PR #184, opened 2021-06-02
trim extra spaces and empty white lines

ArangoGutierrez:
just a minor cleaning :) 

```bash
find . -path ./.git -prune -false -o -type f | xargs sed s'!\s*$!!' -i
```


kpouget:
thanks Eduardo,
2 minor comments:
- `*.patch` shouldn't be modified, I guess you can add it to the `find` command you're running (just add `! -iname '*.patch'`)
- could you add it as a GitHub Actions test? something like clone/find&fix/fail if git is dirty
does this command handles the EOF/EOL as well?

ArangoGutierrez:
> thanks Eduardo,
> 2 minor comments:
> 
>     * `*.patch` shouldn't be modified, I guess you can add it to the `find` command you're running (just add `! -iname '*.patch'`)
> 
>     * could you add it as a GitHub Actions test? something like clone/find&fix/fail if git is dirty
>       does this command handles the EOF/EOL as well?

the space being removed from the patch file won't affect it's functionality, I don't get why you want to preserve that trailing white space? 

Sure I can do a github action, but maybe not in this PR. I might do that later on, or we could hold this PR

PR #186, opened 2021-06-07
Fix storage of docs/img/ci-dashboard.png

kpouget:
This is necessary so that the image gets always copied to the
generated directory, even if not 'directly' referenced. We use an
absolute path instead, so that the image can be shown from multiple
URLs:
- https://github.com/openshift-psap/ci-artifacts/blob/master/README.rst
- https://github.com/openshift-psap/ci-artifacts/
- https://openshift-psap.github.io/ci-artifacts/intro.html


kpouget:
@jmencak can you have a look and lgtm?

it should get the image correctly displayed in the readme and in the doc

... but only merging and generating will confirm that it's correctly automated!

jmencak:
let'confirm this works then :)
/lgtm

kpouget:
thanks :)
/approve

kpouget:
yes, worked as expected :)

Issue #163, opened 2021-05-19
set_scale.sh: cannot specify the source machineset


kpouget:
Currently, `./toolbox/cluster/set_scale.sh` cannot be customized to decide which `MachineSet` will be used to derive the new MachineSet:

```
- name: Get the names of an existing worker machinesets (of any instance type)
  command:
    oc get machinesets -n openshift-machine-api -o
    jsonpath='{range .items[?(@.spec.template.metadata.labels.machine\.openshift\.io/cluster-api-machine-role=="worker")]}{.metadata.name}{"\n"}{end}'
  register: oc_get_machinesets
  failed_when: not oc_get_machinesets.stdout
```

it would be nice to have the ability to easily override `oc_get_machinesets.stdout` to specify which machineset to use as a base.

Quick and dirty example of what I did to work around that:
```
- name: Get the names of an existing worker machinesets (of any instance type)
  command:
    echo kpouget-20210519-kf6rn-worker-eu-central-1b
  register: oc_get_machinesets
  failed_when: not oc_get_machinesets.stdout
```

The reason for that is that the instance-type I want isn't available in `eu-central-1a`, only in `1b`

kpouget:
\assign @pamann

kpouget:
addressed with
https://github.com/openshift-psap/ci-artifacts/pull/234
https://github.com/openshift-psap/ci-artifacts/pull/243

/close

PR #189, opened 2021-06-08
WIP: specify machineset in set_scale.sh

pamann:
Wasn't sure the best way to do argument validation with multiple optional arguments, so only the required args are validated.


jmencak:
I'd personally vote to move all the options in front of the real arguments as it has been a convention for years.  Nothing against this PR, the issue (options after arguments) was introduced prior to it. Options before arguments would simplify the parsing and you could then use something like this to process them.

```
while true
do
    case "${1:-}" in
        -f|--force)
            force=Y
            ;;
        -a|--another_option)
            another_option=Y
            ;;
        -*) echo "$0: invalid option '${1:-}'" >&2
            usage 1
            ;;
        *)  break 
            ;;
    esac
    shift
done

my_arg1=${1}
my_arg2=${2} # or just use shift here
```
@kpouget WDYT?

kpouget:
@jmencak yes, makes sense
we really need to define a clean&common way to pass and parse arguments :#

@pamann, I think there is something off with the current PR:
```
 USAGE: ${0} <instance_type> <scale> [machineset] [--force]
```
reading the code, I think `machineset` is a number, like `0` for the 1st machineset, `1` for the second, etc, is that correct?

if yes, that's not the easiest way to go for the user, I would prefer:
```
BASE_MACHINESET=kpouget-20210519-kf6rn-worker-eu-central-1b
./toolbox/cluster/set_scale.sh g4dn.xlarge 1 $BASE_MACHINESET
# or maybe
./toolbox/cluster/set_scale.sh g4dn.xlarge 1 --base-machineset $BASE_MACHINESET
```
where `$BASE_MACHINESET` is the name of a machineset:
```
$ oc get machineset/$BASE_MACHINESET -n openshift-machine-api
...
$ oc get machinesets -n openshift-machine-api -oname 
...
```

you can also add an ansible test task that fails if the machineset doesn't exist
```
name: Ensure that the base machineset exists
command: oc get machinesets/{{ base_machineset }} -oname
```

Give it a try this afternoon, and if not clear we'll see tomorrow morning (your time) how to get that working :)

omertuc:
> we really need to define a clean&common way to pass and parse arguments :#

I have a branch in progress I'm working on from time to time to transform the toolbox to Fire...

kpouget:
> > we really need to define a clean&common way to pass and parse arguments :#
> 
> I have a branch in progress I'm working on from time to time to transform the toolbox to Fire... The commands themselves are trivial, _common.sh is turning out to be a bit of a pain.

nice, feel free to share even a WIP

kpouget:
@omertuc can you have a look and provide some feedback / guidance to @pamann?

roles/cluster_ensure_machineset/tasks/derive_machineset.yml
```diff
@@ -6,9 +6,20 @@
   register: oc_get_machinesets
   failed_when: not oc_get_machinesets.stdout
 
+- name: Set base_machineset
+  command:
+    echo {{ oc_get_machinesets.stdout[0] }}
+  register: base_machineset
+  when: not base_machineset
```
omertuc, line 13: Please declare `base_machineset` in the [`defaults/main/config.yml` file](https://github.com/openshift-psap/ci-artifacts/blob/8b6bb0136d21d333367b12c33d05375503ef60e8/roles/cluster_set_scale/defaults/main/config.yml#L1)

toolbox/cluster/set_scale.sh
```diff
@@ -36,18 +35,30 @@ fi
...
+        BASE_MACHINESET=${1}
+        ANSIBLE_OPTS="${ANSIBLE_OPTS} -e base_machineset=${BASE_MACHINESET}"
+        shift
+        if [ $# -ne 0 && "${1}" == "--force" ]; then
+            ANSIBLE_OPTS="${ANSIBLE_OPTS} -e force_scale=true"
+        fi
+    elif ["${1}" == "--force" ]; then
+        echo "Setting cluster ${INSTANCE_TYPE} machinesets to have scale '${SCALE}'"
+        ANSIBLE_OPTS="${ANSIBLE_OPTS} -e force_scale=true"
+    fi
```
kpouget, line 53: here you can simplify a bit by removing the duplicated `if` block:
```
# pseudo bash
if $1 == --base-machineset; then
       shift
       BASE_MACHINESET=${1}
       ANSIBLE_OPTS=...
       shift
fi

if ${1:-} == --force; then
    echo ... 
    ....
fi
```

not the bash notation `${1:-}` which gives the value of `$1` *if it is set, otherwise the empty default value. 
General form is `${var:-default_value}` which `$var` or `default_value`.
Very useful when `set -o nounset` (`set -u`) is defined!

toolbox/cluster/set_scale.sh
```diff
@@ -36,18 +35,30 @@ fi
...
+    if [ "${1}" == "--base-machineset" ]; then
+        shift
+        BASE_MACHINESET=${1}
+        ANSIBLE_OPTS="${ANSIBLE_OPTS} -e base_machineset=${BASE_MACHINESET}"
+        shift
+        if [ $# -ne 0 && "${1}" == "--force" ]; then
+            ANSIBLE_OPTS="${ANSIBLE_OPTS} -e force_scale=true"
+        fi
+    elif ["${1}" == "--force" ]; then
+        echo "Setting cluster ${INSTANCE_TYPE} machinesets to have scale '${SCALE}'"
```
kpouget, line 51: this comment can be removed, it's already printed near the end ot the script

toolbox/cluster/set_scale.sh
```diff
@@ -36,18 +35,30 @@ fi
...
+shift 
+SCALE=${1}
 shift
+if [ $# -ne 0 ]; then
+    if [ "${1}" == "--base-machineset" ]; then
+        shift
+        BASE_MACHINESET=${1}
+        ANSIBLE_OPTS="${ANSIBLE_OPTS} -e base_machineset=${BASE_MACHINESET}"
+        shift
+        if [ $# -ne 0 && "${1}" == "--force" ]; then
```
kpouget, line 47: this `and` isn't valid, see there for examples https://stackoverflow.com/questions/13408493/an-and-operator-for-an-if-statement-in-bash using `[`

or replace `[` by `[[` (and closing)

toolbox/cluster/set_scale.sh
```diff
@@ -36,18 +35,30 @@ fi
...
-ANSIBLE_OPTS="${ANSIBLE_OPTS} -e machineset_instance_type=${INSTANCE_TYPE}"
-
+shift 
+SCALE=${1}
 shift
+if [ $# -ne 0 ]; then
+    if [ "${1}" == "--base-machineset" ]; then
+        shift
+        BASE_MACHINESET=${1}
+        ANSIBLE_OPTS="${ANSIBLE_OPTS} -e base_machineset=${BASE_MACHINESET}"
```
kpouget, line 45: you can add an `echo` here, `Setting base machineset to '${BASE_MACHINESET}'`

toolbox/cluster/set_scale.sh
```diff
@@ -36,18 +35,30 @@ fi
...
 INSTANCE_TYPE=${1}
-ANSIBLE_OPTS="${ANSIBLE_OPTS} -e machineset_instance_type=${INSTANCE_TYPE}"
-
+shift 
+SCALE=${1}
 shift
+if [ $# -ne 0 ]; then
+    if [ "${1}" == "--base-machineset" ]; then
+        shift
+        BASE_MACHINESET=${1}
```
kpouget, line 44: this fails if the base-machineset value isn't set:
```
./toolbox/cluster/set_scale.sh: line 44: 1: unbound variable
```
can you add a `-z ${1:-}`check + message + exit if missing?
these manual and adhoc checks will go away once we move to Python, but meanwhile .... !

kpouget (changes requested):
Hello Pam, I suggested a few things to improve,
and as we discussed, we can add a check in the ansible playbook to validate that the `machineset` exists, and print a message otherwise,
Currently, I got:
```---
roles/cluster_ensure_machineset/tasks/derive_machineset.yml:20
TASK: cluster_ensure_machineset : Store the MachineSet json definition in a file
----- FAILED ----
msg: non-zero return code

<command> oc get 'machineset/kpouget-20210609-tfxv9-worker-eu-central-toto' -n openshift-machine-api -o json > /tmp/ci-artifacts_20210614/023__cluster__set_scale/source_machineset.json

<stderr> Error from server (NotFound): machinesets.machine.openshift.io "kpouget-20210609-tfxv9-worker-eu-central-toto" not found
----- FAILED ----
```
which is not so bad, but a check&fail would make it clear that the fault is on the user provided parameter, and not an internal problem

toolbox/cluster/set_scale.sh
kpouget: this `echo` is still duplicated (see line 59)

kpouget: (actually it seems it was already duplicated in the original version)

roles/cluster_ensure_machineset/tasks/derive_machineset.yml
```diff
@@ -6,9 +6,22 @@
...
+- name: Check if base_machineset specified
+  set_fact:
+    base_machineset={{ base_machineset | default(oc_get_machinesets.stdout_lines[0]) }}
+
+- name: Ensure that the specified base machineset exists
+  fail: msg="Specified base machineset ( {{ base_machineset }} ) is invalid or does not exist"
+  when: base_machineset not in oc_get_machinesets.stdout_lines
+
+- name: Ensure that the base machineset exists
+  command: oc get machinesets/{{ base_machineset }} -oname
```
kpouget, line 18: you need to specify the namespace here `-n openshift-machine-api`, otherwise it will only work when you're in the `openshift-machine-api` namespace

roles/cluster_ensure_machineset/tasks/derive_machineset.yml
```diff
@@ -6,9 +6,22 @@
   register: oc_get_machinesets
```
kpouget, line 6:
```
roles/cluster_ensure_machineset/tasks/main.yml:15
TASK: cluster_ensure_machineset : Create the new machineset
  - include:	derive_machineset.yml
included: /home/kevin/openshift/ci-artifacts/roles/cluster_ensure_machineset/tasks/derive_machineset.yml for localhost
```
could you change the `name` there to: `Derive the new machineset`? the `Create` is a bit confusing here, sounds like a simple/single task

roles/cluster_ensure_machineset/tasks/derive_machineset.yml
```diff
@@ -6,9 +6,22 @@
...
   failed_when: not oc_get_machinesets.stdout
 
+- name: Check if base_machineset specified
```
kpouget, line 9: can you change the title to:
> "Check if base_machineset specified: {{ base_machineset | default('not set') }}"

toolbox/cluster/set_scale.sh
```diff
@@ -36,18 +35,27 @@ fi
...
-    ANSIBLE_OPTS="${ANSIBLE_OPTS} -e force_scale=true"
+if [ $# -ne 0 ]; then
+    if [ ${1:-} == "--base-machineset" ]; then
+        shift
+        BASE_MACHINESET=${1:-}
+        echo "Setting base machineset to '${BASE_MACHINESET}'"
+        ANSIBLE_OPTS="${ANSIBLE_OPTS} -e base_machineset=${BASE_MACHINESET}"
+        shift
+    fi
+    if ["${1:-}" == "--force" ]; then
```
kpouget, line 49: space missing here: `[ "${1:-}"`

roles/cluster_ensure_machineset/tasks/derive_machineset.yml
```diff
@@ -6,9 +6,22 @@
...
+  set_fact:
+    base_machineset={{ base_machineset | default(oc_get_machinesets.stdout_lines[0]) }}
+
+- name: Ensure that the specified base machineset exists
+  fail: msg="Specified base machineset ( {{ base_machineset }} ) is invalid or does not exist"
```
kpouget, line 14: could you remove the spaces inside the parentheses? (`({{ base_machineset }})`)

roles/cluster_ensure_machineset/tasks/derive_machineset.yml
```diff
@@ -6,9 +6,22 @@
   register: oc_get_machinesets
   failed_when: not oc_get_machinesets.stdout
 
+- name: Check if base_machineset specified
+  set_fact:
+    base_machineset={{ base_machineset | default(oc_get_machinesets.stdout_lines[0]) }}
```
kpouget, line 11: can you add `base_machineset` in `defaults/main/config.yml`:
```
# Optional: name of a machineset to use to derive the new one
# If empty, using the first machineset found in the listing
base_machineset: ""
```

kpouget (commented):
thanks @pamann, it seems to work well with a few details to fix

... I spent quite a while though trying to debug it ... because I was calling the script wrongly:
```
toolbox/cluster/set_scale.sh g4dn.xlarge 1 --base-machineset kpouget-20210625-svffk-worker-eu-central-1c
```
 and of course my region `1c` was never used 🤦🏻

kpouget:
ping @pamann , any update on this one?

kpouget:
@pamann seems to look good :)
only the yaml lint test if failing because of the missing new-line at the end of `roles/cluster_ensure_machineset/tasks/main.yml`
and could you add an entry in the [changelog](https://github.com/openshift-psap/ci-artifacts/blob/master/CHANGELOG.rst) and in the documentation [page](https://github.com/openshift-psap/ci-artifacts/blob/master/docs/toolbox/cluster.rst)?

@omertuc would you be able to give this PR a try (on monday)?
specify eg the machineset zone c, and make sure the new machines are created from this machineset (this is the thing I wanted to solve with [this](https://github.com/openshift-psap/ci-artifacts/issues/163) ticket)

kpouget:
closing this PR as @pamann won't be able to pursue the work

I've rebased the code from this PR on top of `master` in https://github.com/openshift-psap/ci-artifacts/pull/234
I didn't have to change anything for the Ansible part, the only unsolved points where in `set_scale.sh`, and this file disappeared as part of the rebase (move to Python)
● ● ● ● ● ● ●
Everything from the first line of the material through the line containing "- https://openshift-psap.github.io/ci-artifacts/intro.html" is to be printed exactly; lines after that are to be left out.

PR #184, opened 2021-06-02
trim extra spaces and empty white lines

ArangoGutierrez:
just a minor cleaning :) 

```bash
find . -path ./.git -prune -false -o -type f | xargs sed s'!\s*$!!' -i
```


kpouget:
thanks Eduardo,
2 minor comments:
- `*.patch` shouldn't be modified, I guess you can add it to the `find` command you're running (just add `! -iname '*.patch'`)
- could you add it as a GitHub Actions test? something like clone/find&fix/fail if git is dirty
does this command handles the EOF/EOL as well?

ArangoGutierrez:
> thanks Eduardo,
> 2 minor comments:
> 
>     * `*.patch` shouldn't be modified, I guess you can add it to the `find` command you're running (just add `! -iname '*.patch'`)
> 
>     * could you add it as a GitHub Actions test? something like clone/find&fix/fail if git is dirty
>       does this command handles the EOF/EOL as well?

the space being removed from the patch file won't affect it's functionality, I don't get why you want to preserve that trailing white space? 

Sure I can do a github action, but maybe not in this PR. I might do that later on, or we could hold this PR

PR #186, opened 2021-06-07
Fix storage of docs/img/ci-dashboard.png

kpouget:
This is necessary so that the image gets always copied to the
generated directory, even if not 'directly' referenced. We use an
absolute path instead, so that the image can be shown from multiple
URLs:
- https://github.com/openshift-psap/ci-artifacts/blob/master/README.rst
- https://github.com/openshift-psap/ci-artifacts/
- https://openshift-psap.github.io/ci-artifacts/intro.html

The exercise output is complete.